Main risks faced by GLOB
Heavy reliance on fewer customers
GLOB served approximately 1,114 customers during the third quarter of 2022; Of these customers, the top customer accounted for approximately 11% of total revenue, and the top five and ten customers accounted for 27% and 39%, respectively. This reflects the company’s dependence on its main customers. Heavy reliance on a small number of customers is generally considered a risk for a business organization. However, the company continues to grow and face this risk by expanding its customer base globally.
Is GLOB worth buying?
GLOB is currently trading at a stock price of $175, down 44% from the prior year period. GLOB is trading at a P/E multiple of 35x with a forward EPS estimate of $5.06. Compared to peers like DCX Technology and Amdocs Limited, with P/E ratios of 8.5x and 15x, respectively, the stock may seem overvalued. However, for growing companies like GLOB, PEG ratio analysis is a better tool to measure company valuation. GLOB currently has a PEG ratio of 0.87x with an estimated EPS growth rate of around 40%, a PEG ratio below 1x is considered good for growing companies. I think the company is on the right growth trajectory, and even with the higher P/E multiple, the company is undervalued in terms of the PEG multiple.

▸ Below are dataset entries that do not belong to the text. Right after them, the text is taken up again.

PR #898, opened 2026-09-01
fix(entity): bound client absorption capacity on 1.26

w1zardz:
Bedrock 1.26 renders the advertised absorption maximum as HUD capacity.
Nukkit sent Float.MAX_VALUE, so one enchanted golden apple created thousands
of empty hearts and made Android clients stall even though the real absorption
value remained 16.

Keep the server-side attribute range unchanged for plugins and older clients.
Only the per-player packet for 1.26+ gets a finite capacity, never smaller
than vanilla enchanted-apple absorption or the actual custom value.

### DIFF
--- a/src/main/java/cn/nukkit/entity/Entity.java
+++ b/src/main/java/cn/nukkit/entity/Entity.java
@@ -2485,10 +2485,21 @@ public abstract class Entity extends Location implements Metadatable {
         return absorption;
     }
 
+    static Attribute clientAbsorptionAttribute(float absorption, int protocol) {
+        Attribute attribute = Attribute.getAttribute(Attribute.ABSORPTION);
+        if (protocol >= ProtocolInfo.v1_26_0) {
+            // Bedrock 1.26 builds one HUD heart slot per advertised capacity point. Sending the
+            // server-side Float.MAX_VALUE range therefore freezes mobile clients. Preserve
+            // custom values above vanilla's 16 absorption points instead of clipping them.
+            attribute.setMaxValue(Math.max(16.0f, absorption));
+        }
+        return attribute.setValue(absorption);
+    }
+
     public void setAbsorption(float absorption) {
         if (absorption != this.absorption || (this instanceof Player player && player.protocol >= ProtocolInfo.v1_21_60)) {
             this.absorption = absorption;
-            if (this instanceof Player player) player.setAttribute(Attribute.getAttribute(Attribute.ABSORPTION).setValue(absorption));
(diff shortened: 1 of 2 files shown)


tachibana-kanade-angel:
## 🤖 AI Review

### Summary
This PR fixes a client freeze on Bedrock 1.26 where sending `Float.MAX_VALUE` as the absorption attribute max value caused mobile clients to render thousands of empty hearts. The change adds a `clientAbsorptionAttribute()` helper that caps the advertised HUD capacity at `Math.max(16, absorption)` for 1.26+ clients while leaving the server-side range and older protocols untouched. The fix is targeted and well-documented, and the helper tests cover full, damaged, and custom absorption values. Vanilla behavior (≤16 absorption points) is fully correct, and the freeze root cause is fixed.

### Issues Found

#### Blocking Issues
- None.

#### Non-blocking Issues
- **Custom absorption capacity shrinks as damage is taken** (`Entity.java:2494`): the advertised max derives from the *current* absorption value. A custom 24-point shield damaged to 23 advertises `(max=23, value=23)`, so a 1.26 client HUD shows full capacity instead of 23/24. Only affects plugin-set custom values above 16; vanilla absorption (≤16) is unaffected since the floor of 16 keeps the capacity stable.
- **Client-facing capacity is still unbounded for arbitrary plugin inputs**: `Math.max(16.0f, absorption)` passes through very large or non-finite (`NaN`/`Infinity`) values — `Attribute.setMaxValue()`/`setValue()` do not reject non-finite floats, so a plugin setting a huge or NaN absorption could still advertise an unbounded/malformed capacity to 1.26 clients. Edge case, plugin-controlled only; vanilla gameplay is unaffected.
- Tests exercise only the helper; no packet-level regression test for 1.26 vs older protocols, damage path, or invalid/oversized inputs.

### Recommendations
- Consider tracking an advertised capacity independently from the current absorption value so custom shields retain their original HUD capacity while damage consumes them.
- Consider sanitizing non-finite/absurdly large absorption values before advertising to 1.26 clients.

### Notes
- Tests could not be executed in the review environment; the review is based on static analysis of the diff.
- The two findings above only affect plugin-driven custom absorption (>16 points). The vanilla freeze scenario this PR targets is fixed, and older protocols are explicitly left unchanged.

---

@lt-name ready to merge

🤖 AI Review

tachibana-kanade-angel (approved):

tachibana-kanade-angel:
This PR has been superseded by #977, which contains the same changes (the 1.26 client absorption capacity bound) along with additional fixes, rebased onto the current master.

PR #224, opened 2023-10-17
Adds `EndTransaction`, `Disconnect`, `Cancel`, and `IsValidContext`

ibeckermayer:
Adds handling for multiple ioctl codes which don't require new PDUs.


CBenoit (approved):
LGTM!

PR #227, opened 2023-10-18
`WriteCacheCall`

ibeckermayer:


CBenoit (approved):
LGTM!

Remark: I didn’t realize until now, but it would be better to implement both decoding and encoding for all messages. Two reasons:

- We currently don’t do it as much as we could, but I want to add more property tests in the future in order to validate stuff like round-tripping property, ensure correct computation for size and so on, and this would help with that

- This will be useful for implementing server side RDPDR

However, I understand you may not have enough time for that and/or you may not have both sides in your RDPDR original implementation in the first place. Just mentioning this, so that if you find some bandwidth for that, it would help us for the long term.

PR #230, opened 2023-10-19
allows additional `client_info_flags` to be defined in `Config`

ibeckermayer:
Teleport needs this to pipe in `ClientInfoFlags::PASSWORD_IS_SC_PIN | ClientInfoFlags::AUTOLOGON`


CBenoit (commented):
I’m not very comfortable with this API as the user can now enable RDP features we don’t actually support. 
Maybe this should be exposed differently? For instance, if IronRDP actually supports `INFO_AUTOLOGON`, a boolean like `enable_autologon` would be enough.

As for `INFO_PASSWORD_IS_SC_PIN`, I feel this should be made more explicit by replacing the `password` field with something different.

I don’t know if the username field is required for the smartcard as well, but we could imagine something like this:
```rust
enum Authentication {
    UsernamePassword { username: String, password: String },
    SmartCard { pin: String },
}
```

CBenoit:
Another question: does it makes sense to use `INFO_PASSWORD_IS_SC_PIN` when the RDPDR channel is not enabled?

(I’m trying to understand the problem space better)

ibeckermayer:
@CBenoit see e1220e65fa3e0be33e2e33fab1ab150283317920

> For instance, if IronRDP actually supports INFO_AUTOLOGON, a boolean like enable_autologon would be enough.

IronRDP does support `INFO_AUTOLOGON`, at least to an extent: when user `SecurityProtocol::SSL` this causes the system to autologon, when using `HYBRID` it appears to have no effect. I didn't test other configurations.

> Another question: does it make sense to use `INFO_PASSWORD_IS_SC_PIN` when the RDPDR channel is not enabled?

AFAIK that flag is there for the case where a user wants to autologon with a smartcard without needing to enter the pin during the authentication sequence -- in short, no.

GLOB is on a wave of acquisitions with the aim of expanding its operations in different geographies and building a sustainable and diverse customer base. I believe the recent acquisition of eWave and Sysdata will drive the company’s growth in the near future and help it expand globally. The company also has positive technical indicators suggesting a buying opportunity at current price levels. The company is also undervalued according to my PEG ratio analysis, and I would recommend investors buy GLOB at current price levels.